故に間を用うるに五有り。因間有り、内間有り、反間有り、死間有り、生間有り。
(現代語訳)
間諜を用いるには5種類の方法がある。
(解説)
孫子の5種類のスパイの中では死間が一番シビアだ。敵国に出向き、虚偽の報告を行って、敵国を嵌め、敵国に多大なる損害を与え、その報告が虚偽だと思われたとたんに死罪となる。自分の命を賭けての諜報活動だ。よほど敵国に親族が惨殺され、死なばもろとも、刺し違えても位の狂気にならなければ、とても死間等努めようとも思わないだろう。
この中で、前者3つが敵国の人材、後者2つが内国の人材を活用しようとしたものだ。産業スパイというものが存在するし、アメリカと中国の情報戦では、孫子の時代に顔負けの諜報活動は行われているが、ここではそんな血生臭い話は横に置いておこう。
これを今のビジネスに置き換えた場合、色々な人を情報源にすると言えるのではないだろうか。人との接点というのは多い。身近な例で言えば、ビジネスパートナー、従業員、取引先、同業他社の飲み仲間、銀行、顧客。数上げればきりがない。従業員にしても、以前勤めていた会社では、どんなやり方をしていたの、という聞き方ぐらいはよくしている。それが競合他社のトレードシークレットと呼べるものでない限りは、マナー違反でもない。
銀行員も色々な会社に出入りしているから、個々の会社の内情までは教えてくれないが、今困っていることを話せば、その解決策を他の企業の例で個別企業の名前を伏せて、教えてくれることもある。

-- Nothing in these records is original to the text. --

PR #9710, opened 2023-11-22
fix sqs multi-protocol handling and upgrade botocore

alexrashed:
## Motivation
This PR aims at cleaning up after the quick fixes with the protocol switch in SQS of `botocore` from `query` to `json` (and now back again).

These changes of the protocol are highly problematic, because this means that clients are suddenly changing the way how they talk to AWS (and in turn also with LocalStack). There's nothing we can do on our side besides implementing the new protocol (in addition to the old protocol to remain downwards-compatible with other or older clients).

Here's a timeline of what happened:
- **2023-05-04** - `botocore` switched the protocol for SQS from `query` to `json` in version [`1.29.127`](https://github.com/boto/botocore/releases/tag/1.29.127) (specifically this commit: https://github.com/boto/botocore/commit/2395012bd369f89b0bcfbbf830718866fc6ae166).
  - The changes were quickly hitting LocalStack users: https://github.com/localstack/localstack/issues/8267
- **2023-05-05** - `botocore` reverts the change with https://github.com/boto/botocore/pull/2931 in version [`1.29.128`](https://github.com/boto/botocore/releases/tag/1.29.128).
- **2023-11-09** - `botocore` again performs the switch in version [`1.31.81`](https://github.com/boto/botocore/releases/tag/1.31.81) (specifically this commit: https://github.com/boto/botocore/commit/84c784761d4cde0c0ce3b2b32382f970d23b3cc8).
- **2023-11-11** - Two days after the switch, we were ready with a somewhat hacky solution: https://github.com/localstack/localstack/pull/8268
  - https://github.com/localstack/localstack/pull/9607 - Performs a quick cleanup after the initial merge of the new protocol support.
  - https://github.com/localstack/localstack/pull/9634 - Fixes an issue in the routing
  - https://github.com/localstack/localstack/pull/9611 - Adjusts the ASF specs and the provider implementation accordingly
  - https://github.com/localstack/localstack/pull/9709 - Removes the artificial service from the list of services in the health endpoint
- **2023-11-11** - `botocore` changes the exception handling for SQS in version [`1.31.85`](https://github.com/boto/botocore/releases/tag/1.31.85) in https://github.com/boto/botocore/pull/3054.
  - These changes have been addressed with https://github.com/localstack/localstack/pull/9627.
- **2023-11-15** - `botocore` switches to gzipped specs which is not compatible with moto at the time.
  - https://github.com/localstack/localstack/commit/815d6c77245e3ebfb9d298a70fe16bd12df032f7 pins `botocore` as a first response.
- **2023-11-22** - https://github.com/localstack/localstack/pull/9624 upgrades `moto` such that it contains https://github.com/getmoto/moto/pull/7030.
- **2023-11-22** - https://github.com/localstack/localstack/pull/9667 unpins `botocore` again
- **2023-11-22** - `botocore` switches the protocol for SQS back from `json` to `query` in version [`1.32.6`](https://github.com/boto/botocore/releases/tag/1.32.6) (specifically this PR: https://github.com/boto/botocore/pull/3071)
  - https://github.com/localstack/localstack/pull/9714 pins `botocore` as a first response.

This is where we are at. With this PR we want to:
- [x] Get rid of the artificial "sqs-query" service. The term `sqs-query` should only be used in very specific sections explicitly handling the `query` spec.
- [x] Remove the pin on `botocore`, effectively switching back to `query` as the default protocol, but still support `json`.
- [x] Remove the pin of AWS CLI in the `Dockerfile` introduced with https://github.com/localstack/localstack/pull/9767.

## Changes
- The first commit cleans up after the previous efforts to adjust to the chaotic changes around the protocol changes in SQS.
  - This change centers around switching from differentiating the requests on protocol level, rather than on service level.
  - It removes the `sqs-query` service "alias", and removes all special cases handling this service alias.
  - It adjusts the `serializer` and `parser` such that they differentiate based on the protocol of the given service model (instead of only based on the service).
  - It adjusts the `service_router` such that it delivers a service model instead of only the service name (because that would be ambiguous, there are two service models for SQS).
- The second commit upgrades the ASF API stubs based on the latest `botocore` version (since they had to be hold back, see https://github.com/localstack/localstack/pull/9735).
- The third commit actually performs the upgrade / unpinning of `botocore`.
  - This means another switch from `json` back to `query` as default protocol for SQS.
  - The internalized spec for SQS is switched from `query` to `json` (the "non-default" protocol).
  - Changes the `serializer` adjustments which are necessary due to the duality of the protocols, their divergence, and the fact that we only generate a single ASF stub based on one of the specs.
  - Adjusts the SQS provider to some recent changes (empty lists / dicts are not contained anymore in certain cases, like messages or tags).
  - Fixes / updates quite a lot of tests and snapshots.
    - Also parameterizes most of the SQS tests such that they are snapshot tested against both protocols.
- The fourth commit contains some test fixes related to the new changes in the S3 specs / generated code. /cc @bentsku

### DIFF
--- a/localstack/aws/handlers/service.py
+++ b/localstack/aws/handlers/service.py
@@ -34,14 +34,12 @@ class ServiceNameParser(Handler):
         if context.service:
             return
 
-        service = determine_aws_service_model(context.request)
+        service_model = determine_aws_service_model(context.request)
 
-        if not service:
+        if not service_model:
             return
 
-        context.service = service
-        headers = context.request.headers
-        headers["x-localstack-tgt-api"] = service  # TODO: probably no longer needed
+        context.service = service_model
 
 
 class ServiceRequestParser(Handler):
--- a/localstack/aws/handlers/service.py
+++ b/localstack/aws/handlers/service.py
@@ -2,7 +2,6 @@
 import logging
 import traceback
 from collections import defaultdict
-from functools import lru_cache
 from typing import Any, Dict, Union
 
 from botocore.model import OperationModel, ServiceModel
@@ -17,9 +16,8 @@ from ..chain import CompositeResponseHandler, ExceptionHandler, Handler, Handler
 from ..client import parse_response, parse_service_exception
 from ..protocol.parser import RequestParser, create_parser
 from ..protocol.serializer import create_serializer
-from ..protocol.service_router import determine_aws_service_name
+from ..protocol.service_router import determine_aws_service_model
 from ..skeleton import Skeleton, create_skeleton
-from ..spec import load_service
 
 LOG = logging.getLogger(__name__)
 
@@ -36,18 +34,14 @@ class ServiceNameParser(Handler):
         if context.service:
             return
 
-        service = determine_aws_service_name(context.request)
+        service = determine_aws_service_model(context.request)
 
         if not service:
             return
 
-        context.service = self.get_service_model(service)
+        context.service = service
         headers = context.request.headers
         headers["x-localstack-tgt-api"] = service  # TODO: probably no longer needed
-
-    @lru_cache()
-    def get_service_model(self, service: str) -> ServiceModel:
-        return load_service(service)
 
 
 class ServiceRequestParser(Handler):
@@ -69,17 +63,8 @@ class ServiceRequestParser(Handler):
 
         return self.parse_and_enrich(context)
 
-    def get_parser(self, service: ServiceModel):
-        name = service.service_name
-
-        if name in self.parsers:
-            return self.parsers[name]
-
-        self.parsers[name] = create_parser(service)
-        return self.parsers[name]
-
     def parse_and_enrich(self, context: RequestContext):
-        parser = self.get_parser(context.service)
+        parser = create_parser(context.service)
         operation, instance = parser.parse(context.request)
 
         # enrich context
--- a/localstack/aws/protocol/parser.py
+++ b/localstack/aws/protocol/parser.py
@@ -1120,6 +1120,7 @@ class SQSQueryRequestParser(QueryRequestParser):
         return primary_name
 
 
+@functools.cache
 def create_parser(service: ServiceModel) -> RequestParser:
     """
     Creates the right parser for the given service model.
@@ -1133,8 +1134,8 @@ def create_parser(service: ServiceModel) -> RequestParser:
     # within the parser implementations, the service-specific parser implementations (basically the implicit /
     # informally more specific protocol implementation) has precedence over the more general protocol-specific parsers.
     service_specific_parsers = {
-        "s3": S3RequestParser,
-        "sqs-query": SQSQueryRequestParser,
+        "s3": {"rest-xml": S3RequestParser},
+        "sqs": {"query": SQSQueryRequestParser},
     }
     protocol_specific_parsers = {
         "query": QueryRequestParser,
@@ -1144,9 +1145,12 @@ def create_parser(service: ServiceModel) -> RequestParser:
         "ec2": EC2RequestParser,
     }
 
-    # Try to select a service-specific parser implementation
-    if service.service_name in service_specific_parsers:
-        return service_specific_parsers[service.service_name](service)
+    # Try to select a service- and protocol-specific parser implementation
+    if (
+        service.service_name in service_specific_parsers
+        and service.protocol in service_specific_parsers[service.service_name]
+    ):
+        return service_specific_parsers[service.service_name][service.protocol](service)
     else:
         # Otherwise, pick the protocol-specific parser for the protocol of the service
         return protocol_specific_parsers[service.protocol](service)
--- a/localstack/aws/protocol/service_router.py
+++ b/localstack/aws/protocol/service_router.py
@@ -9,7 +9,12 @@ from werkzeug.http import parse_dict_header
 
 import localstack
 from localstack import config
-from localstack.aws.spec import ServiceCatalog, build_service_index_cache, load_service_index_cache
+from localstack.aws.spec import (
+    ServiceCatalog,
+    ServiceModelIdentifier,
+    build_service_index_cache,
+    load_service_index_cache,
+)
 from localstack.constants import LOCALHOST_HOSTNAME, PATH_USER_REQUEST
 from localstack.http import Request
 from localstack.services.s3.utils import uses_host_addressing
@@ -73,43 +78,43 @@ def _extract_service_indicators(request: Request) -> _ServiceIndicators:
 signing_name_path_prefix_rules = {
     # custom rules based on URI path prefixes that are not easily generalizable
     "apigateway": {
-        "/v2": "apigatewayv2",
+        "/v2": ServiceModelIdentifier("apigatewayv2"),
     },
     "appconfig": {
-        "/configuration": "appconfigdata",
+        "/configuration": ServiceModelIdentifier("appconfigdata"),
     },
     "execute-api": {
-        "/@connections": "apigatewaymanagementapi",
-        "/participant": "connectparticipant",
-        "*": "iot",
+        "/@connections": ServiceModelIdentifier("apigatewaymanagementapi"),
+        "/participant": ServiceModelIdentifier("connectparticipant"),
+        "*": ServiceModelIdentifier("iot"),
     },
     "ses": {
-        "/v2": "sesv2",
-        "/v1": "pinpoint-email",
+        "/v2": ServiceModelIdentifier("sesv2"),
+        "/v1": ServiceModelIdentifier("pinpoint-email"),
     },
     "greengrass": {
-        "/greengrass/v2/": "greengrassv2",
+        "/greengrass/v2/": ServiceModelIdentifier("greengrassv2"),
     },
     "cloudsearch": {
-        "/2013-01-01": "cloudsearchdomain",
+        "/2013-01-01": ServiceModelIdentifier("cloudsearchdomain"),
     },
-    "s3": {"/v20180820": "s3control"},
+    "s3": {"/v20180820": ServiceModelIdentifier("s3control")},
     "iot1click": {
-        "/projects": "iot1click-projects",
-        "/devices": "iot1click-devices",
+        "/projects": ServiceModelIdentifier("iot1click-projects"),
+        "/devices": ServiceModelIdentifier("iot1click-devices"),
     },
     "es": {
-        "/2015-01-01": "es",
-        "/2021-01-01": "opensearch",
+        "/2015-01-01": ServiceModelIdentifier("es"),
+        "/2021-01-01": ServiceModelIdentifier("opensearch"),
     },
     "sagemaker": {
-        "/endpoints": "sagemaker-runtime",
-        "/human-loops": "sagemaker-a2i-runtime",
+        "/endpoints": ServiceModelIdentifier("sagemaker-runtime"),
+        "/human-loops": ServiceModelIdentifier("sagemaker-a2i-runtime"),
     },
 }
 
 
-def custom_signing_name_rules(signing_name: str, path: str) -> Optional[str]:
+def custom_signing_name_rules(signing_name: str, path: str) -> Optional[ServiceModelIdentifier]:
     """
     Rules which are based on the signing name (in the auth header) and the request path.
     """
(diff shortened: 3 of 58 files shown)


tests/aws/services/sqs/test_sqs.py
```diff
@@ -72,18 +75,23 @@ def sqs_snapshot_transformer(snapshot):
     snapshot.add_transformer(snapshot.transform.sqs_api())
 
 
+@pytest.fixture(params=["sqs", "sqs_json"])
+def aws_sqs_client(aws_client, request: str) -> "SQSClient":
+    yield getattr(aws_client, request.param)
```
alexrashed, line 80: FYI: This fixture basically parameterizes every test which uses it to test both protocols, `query` and `json`. The change from the default `aws_client` fixture to this one in most of the tests adds 122 new test executions. This causes most of the changed lines in this test file.

tests/aws/services/sqs/test_sqs.py
```diff
@@ -1724,89 +1749,87 @@ def test_fifo_set_content_based_deduplication_strategy(
...
 
-        aws_client.sqs.delete_message(
+        aws_sqs_client.delete_message(
             QueueUrl=queue_url, ReceiptHandle=result_recv["Messages"][0]["ReceiptHandle"]
         )
-        result_recv = aws_client.sqs.receive_message(QueueUrl=queue_url)
-        assert "Messages" in result_recv
-        assert result_recv["Messages"] == []
+        result_recv = aws_sqs_client.receive_message(QueueUrl=queue_url)
+        assert "Messages" not in result_recv or result_recv["Messages"] == []
```
baermat, line 1798: as before

tests/aws/services/sqs/test_sqs.py
```diff
@@ -2996,35 +3022,34 @@ def test_invalid_string_attributes_cause_invalid_parameter_value_error(
...
-        result_recv_2 = aws_client.sqs.receive_message(QueueUrl=queue_url)
+        result_recv_1 = aws_sqs_client.receive_message(QueueUrl=queue_url)
+        result_recv_2 = aws_sqs_client.receive_message(QueueUrl=queue_url)
         assert (
             result_recv_1.get("Messages")[0]["MessageId"]
             == result_receive.get("Messages")[0]["MessageId"]
         )
-        assert "Messages" in result_recv_2
-        assert result_recv_2["Messages"] == []
+        assert "Messages" not in result_recv_2 or result_recv_2["Messages"] == []
```
baermat, line 3047: as before

tests/aws/services/sqs/test_sqs.py
```diff
@@ -3055,172 +3080,165 @@ def test_dead_letter_queue_execution_lambda_mapping_preserves_id(
...
         assert int(approx_nr_of_messages["Attributes"]["ApproximateNumberOfMessages"]) > 1
 
-        aws_client.sqs.purge_queue(QueueUrl=queue_url)
+        aws_sqs_client.purge_queue(QueueUrl=queue_url)
 
-        receive_result = aws_client.sqs.receive_message(QueueUrl=queue_url)
-        assert "Messages" in receive_result
-        assert receive_result["Messages"] == []
+        receive_result = aws_sqs_client.receive_message(QueueUrl=queue_url)
+        assert "Messages" not in receive_result or receive_result["Messages"] == []
```
baermat, line 3127: as before

tests/aws/services/sqs/test_sqs.py
```diff
@@ -3055,172 +3080,165 @@ def test_dead_letter_queue_execution_lambda_mapping_preserves_id(
...
+        aws_sqs_client.purge_queue(QueueUrl=queue_url)
 
         # wait for visibility timeout to expire
         time.sleep(3)
 
-        receive_result = aws_client.sqs.receive_message(QueueUrl=queue_url, WaitTimeSeconds=1)
-        assert "Messages" in receive_result
-        assert receive_result["Messages"] == []
+        receive_result = aws_sqs_client.receive_message(QueueUrl=queue_url, WaitTimeSeconds=1)
+        assert "Messages" not in receive_result or receive_result["Messages"] == []
```
baermat, line 3162: as before

tests/aws/services/sqs/test_sqs.py
```diff
@@ -3055,172 +3080,165 @@ def test_dead_letter_queue_execution_lambda_mapping_preserves_id(
...
+        aws_sqs_client.purge_queue(QueueUrl=queue_url)
 
         # wait for delay to expire
         time.sleep(2)
 
-        receive_result = aws_client.sqs.receive_message(QueueUrl=queue_url, WaitTimeSeconds=1)
-        assert "Messages" in receive_result
-        assert receive_result["Messages"] == []
+        receive_result = aws_sqs_client.receive_message(QueueUrl=queue_url, WaitTimeSeconds=1)
+        assert "Messages" not in receive_result or receive_result["Messages"] == []
```
baermat, line 3179: as before

tests/aws/services/sqs/test_sqs.py
```diff
@@ -251,34 +262,33 @@ def test_send_receive_message_multiple_queues(self, sqs_create_queue, aws_client
         aws_client.sqs.send_message(QueueUrl=queue0, MessageBody="message")
 
         result = aws_client.sqs.receive_message(QueueUrl=queue1)
-        assert "Messages" in result
-        assert result["Messages"] == []
+        assert "Messages" not in result or result["Messages"] == []
```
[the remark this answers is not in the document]
joe4dev: For empty lists, AWS often omits the field entirely, independent of the protocol. I noticed this behavior recently while parity testing different SDK versions (which use different protocols) in the Lambda multiruntime tests.

I moved my Notion testing page to the SQS service to demonstrate the behavior for the `listQueues` operation (see [here](https://www.notion.so/localstack/SQS-SDK-parity-testing-164bfb9dbdd541928fd2b2abc275bac7?pvs=4)). It looks like we have an SQS parity issue when listing empty queues (unrelated to this PR).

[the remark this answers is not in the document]
alexrashed: Thanks for the comment! Since this is tested in dozens of the snapshot tests (specifically for each individual protocol due to the new fixture being used in the tests), I wanted to make these assertions independent of the protocol. Also because the next switch is around the corner (I'm quite sure the `botocore` team will try another run on the switch somewhat soon).
Also, it seems like they are currently actually changing the behavior server-side (the `json` service is _not_ returning empty lists anymore). But a gain, I think this is something which should belong in the snapshot verification. Here we actually semantically want to check if there are no messages left (and not explicitly want to test the protocol).

I'll close the other comments concerning this, but I'm happy to discuss this. If we want to change this, then obviously I'll apply it everywhere.

bentsku (approved):
Wow, this is an extensive set of changes. Biggest takeaway the clean separation between the protocol and the service name, made possible with the nice changes in the service router!
We've also had a sync looking at a lot of test changes, and it looks great! I like the parametrization making sure we properly test both protocols. 

There's a lot of clean up in here, and it seems #9828 has been merged, which would maybe need additional snapshots and parametrization as well. 

All in all, LGTM! Thank you so much for addressing this and making a nice clean fix 🚀

localstack/aws/handlers/service.py
```diff
@@ -63,17 +57,8 @@ def __call__(self, chain: HandlerChain, context: RequestContext, response: Respo
...
-
-        if name in self.parsers:
-            return self.parsers[name]
-
-        self.parsers[name] = create_parser(service)
-        return self.parsers[name]
-
     def parse_and_enrich(self, context: RequestContext):
-        parser = self.get_parser(context.service)
+        parser = create_parser(context.service)
```
thrau, line 61: i guess it should be fine creating the parser every time! very little overhead since it caries no state.

localstack/aws/protocol/parser.py
```diff
@@ -1132,8 +1133,8 @@ def create_parser(service: ServiceModel) -> RequestParser:
     # within the parser implementations, the service-specific parser implementations (basically the implicit /
     # informally more specific protocol implementation) has precedence over the more general protocol-specific parsers.
     service_specific_parsers = {
-        "s3": S3RequestParser,
-        "sqs-query": SQSQueryRequestParser,
+        "s3": {"rest-xml": S3RequestParser},
+        "sqs": {"query": SQSQueryRequestParser},
```
thrau, line 1137: very nice! :100:

localstack/aws/spec.py
```diff
@@ -70,6 +70,10 @@ def load_service(service: ServiceName, version: str = None, model_type="service-
     For example: load_service("sqs", "2012-11-05")
     """
     service_description = loader.load_service_model(service, model_type, version)
+    # if the service name is sqs-json, we just loaded our internalized SQS query spec,
+    # the service name needs to be set to standard sqs
+    if service == "sqs-json":
+        service = "sqs"
     return ServiceModel(service_description, service)
```
thrau, line 77: It would be really good if we could get `protocol: str` as an optional parameter into our `load_service` implementation instead of relying on the fake service names. i understand that we currently need them under the hood to know which spec file to load, basically our api should understand protocols as first-class citizen.

thrau (commented):
Overall this is already a huge improvement over what we had before! I do have a few open questions/comments that I'd like to understand before approving, but overall really great work!

localstack/aws/protocol/service_router.py
```diff
@@ -275,28 +276,32 @@ def get_service_catalog() -> ServiceCatalog:
...
+        # default sqs protocol (`query`).
         content_type = request.headers.get("Content-Type")
-        return "sqs" if content_type == "application/x-amz-json-1.0" else "sqs-query"
+        return "sqs-json" if content_type == "application/x-amz-json-1.0" else "sqs"
 
 
-def determine_aws_service_name(request: Request, services: ServiceCatalog = None) -> Optional[str]:
+def determine_aws_service_model(
+    request: Request, services: ServiceCatalog = None
+) -> Optional[ServiceModel]:
```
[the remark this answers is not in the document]
alexrashed: I see your point. In this case the function is not used anywhere else in the whole organization, which is why I would like to avoid using a deprecation path.

tests/unit/aws/protocol/test_serializer.py
```diff
@@ -476,7 +476,7 @@ def test_query_serializer_sqs_none_value_in_map():
 def test_query_protocol_error_serialization():
     exception = InvalidMessageContents("Exception message!")
     _botocore_error_serializer_integration_test(
-        "sqs-query", "SendMessage", exception, "InvalidMessageContents", 400, "Exception message!"
+        "sqs", "SendMessage", exception, "InvalidMessageContents", 400, "Exception message!"
     )
```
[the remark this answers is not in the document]
alexrashed: SQS is used a lot across the parser tests. In fact, the parser and serializer tests should be refactored and structured in the future, but I would like to avoid adding this to this PR, if it's okay for you.

localstack/aws/spec.py
```diff
@@ -70,6 +70,10 @@ def load_service(service: ServiceName, version: str = None, model_type="service-
     For example: load_service("sqs", "2012-11-05")
     """
     service_description = loader.load_service_model(service, model_type, version)
+    # if the service name is sqs-json, we just loaded our internalized SQS query spec,
```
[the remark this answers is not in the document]
alexrashed: Good catch!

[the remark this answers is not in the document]
alexrashed: This comment is fixed in the latest revision.

localstack/aws/protocol/service_router.py
```diff
@@ -275,28 +276,32 @@ def get_service_catalog() -> ServiceCatalog:
         return ServiceCatalog()
 
 
-def resolve_conflicts(candidates: Set[str], request: Request):
+def resolve_conflicts(candidates: Set[ServiceModel], request: Request):
```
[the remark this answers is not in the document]
alexrashed: It was hashable, yes, but it's a good point. The service router has now been restructured such that the different stages are working based on service model identifiers, and the main function loads and returns the model.
So in the latest revision, this specific parameter has been changed to a set of `ServiceIdentifier` (a named tuple containing the service name and the protocol).

localstack/aws/protocol/service_router.py
```diff
@@ -275,28 +276,32 @@ def get_service_catalog() -> ServiceCatalog:
...
-        # default in botocore starting 1.31.81.
+        # implementation. `sqs-json` represents the `json` protocol spec, and `sqs` the `query` protocol
+        # (default again in botocore starting with 1.32.6).
         # The `application/x-amz-json-1.0` header is mandatory for requests targeting SQS with the `json` protocol. We
-        # can safely route them to the `sqs` JSON parser/serializer. If not present, route the request to `query`.
+        # can safely route them to the `sqs-json` JSON parser/serializer. If not present, route the request to the
+        # default sqs protocol (`query`).
         content_type = request.headers.get("Content-Type")
-        return "sqs" if content_type == "application/x-amz-json-1.0" else "sqs-query"
+        return "sqs-json" if content_type == "application/x-amz-json-1.0" else "sqs"
```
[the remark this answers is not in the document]
alexrashed: Thanks for you input, this is how it's working now (we have a named tuple uniquely identifying a loadable service model), which is the return type of the conflict resolution / heuristic stage functions.

localstack/aws/spec.py
```diff
@@ -108,41 +112,48 @@ def service_names(self) -> List[ServiceName]:
         return list(self._services.keys())
 
     @cached_property
-    def target_prefix_index(self) -> Dict[str, List[ServiceName]]:
+    def target_prefix_index(self) -> Dict[str, List[ServiceModel]]:
```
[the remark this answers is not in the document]
alexrashed: This is a very good point, the model caching totally slipped my mind.
I changed the index such that it now only uses `ServiceModelIdentifier` (a `NamedTuple`).
This obviously increases the size of the service catalog pickle, but just by ~225kb instead of multiple megabytes: 383,9kb (old) compared to 608,6kb (new)
This results in the following building and loading times of the service catalog:

| Stage | Previous Index | New Index |
| -------- | -------------------- | -------------- |
|Building| 2.0 - 2.1s | 1.8 - 2.2s |
|Loading| 14 - 15ms | 27 - 40ms |

However, the variance was quite high for my tests (on my notebook).
But we can see that the building doesn't really take considerably longer, the loading takes double the time, but is only executed once per LocalStack run and it's an impact of max. 25ms.

localstack/aws/spec.py
alexrashed: This is a good point. The new solution does not use the `sqs-json` service anymore in the code.
However, using a custom service name has a big benefits: This way it integrates really nicely with `botocore` and our internal AWS client factory. We can just use `aws_client.sqs_json` to load a client which reads the spec we ship in the localstack module. This can be really helpful in the tests, and might also come in handy for other use cases. So we would like to have two ways to load a service with a specific protocol:
- Add the suffix to the service name (f.e. `sqs-json`), which enables the use case mentioned above.
- Add the protocol to the service loading function, to have a clean and clear way to define a specific protocol of a service to load.

I also tried to avoid patching `botocore`, but since the `spec#load_service` is the only function using the custom loader, which is why this custom logic (implementing the protocol-specific loading) is contained in that function.

thrau (approved):
fantastic job @alexrashed! thanks a lot for your patience and persistence on this long standing issue! i think we found a good solution for now, and it's exciting to see how we're really pushing the boundaries of botocore and what we need from it.

well done!

thrau:
merging the PR to get some data over the weekend. will keep an eye on it!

取引先で三河屋のサブちゃんくらいに仲良くなっておけば、同業他社の内情をさりげなく教えてくれることもあるかもしれない。露骨に効いたらマナー違反ではあるが。
従業員が顧客として同業他社に出入りしている場合だってある。外から見た感想ではあるが、競合他社の内情を知るためのきっかけにはなるだろう。人の数だけ、情報の接点がある。そんな意味で、色々な人との付き合いは大切にしたいものだ。
[教訓]
〇出会う人全てをスパイにせよ。
〇信用関係を築き、聞き方次第では、競合他社の内情に近い情報が得られることもある。